Scan the records below. Copy every line in which the word "token" appears.

*** Opening Given records ***

PR #735, opened 2016-03-14
New password activation

cproensa:
Manage the password reset hash as a token.
Refactor verify.php to be a not-logged-in page, like login_page.php, so the only action the user can do is change the password, and not navigate into the site.
If the user does not change the password and quits tue page, the activation token is still valid until the change is effectively done (or token timeout)

Fix #0020686, #0006009

### DIFF
--- a/account_page.php
+++ b/account_page.php
@@ -171,13 +171,13 @@ if( $t_force_pw_reset ) {
 			} else {
 			?>
 			<div class="field-container">
-				<label for="password" <?php echo $t_force_pw_reset_html ?>><span><?php echo lang_get( 'current_password' ) ?></span></label>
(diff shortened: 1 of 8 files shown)


dregad:
Tested the proposed code OK.
+1

cproensa:
@dregad
I have some doubts if it works fine with LDAP authentication, where the user activation does not use a user provided password. I cannot test with a LDAP now, so i'd appreciate feedback on this

dregad:
I don't have a live LDAP setup either, sorry.

cproensa:
I have tested LDAP with the $g_ldap_simulation_file_path option
Seems OK, as i made the adjustments to not show the password form if the user is not able to change, and show the proper warning. However, the reset password option is not available in the first place, when using LDAP mode.

dregad:
Merged in d7b8d33e79250e67888e2d6e82ee1e5f2bfd091f, thank you @cproensa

*** Closing Given records ***

• Written solution:
Manage the password reset hash as a token.
If the user does not change the password and quits tue page, the activation token is still valid until the change is effectively done (or token timeout)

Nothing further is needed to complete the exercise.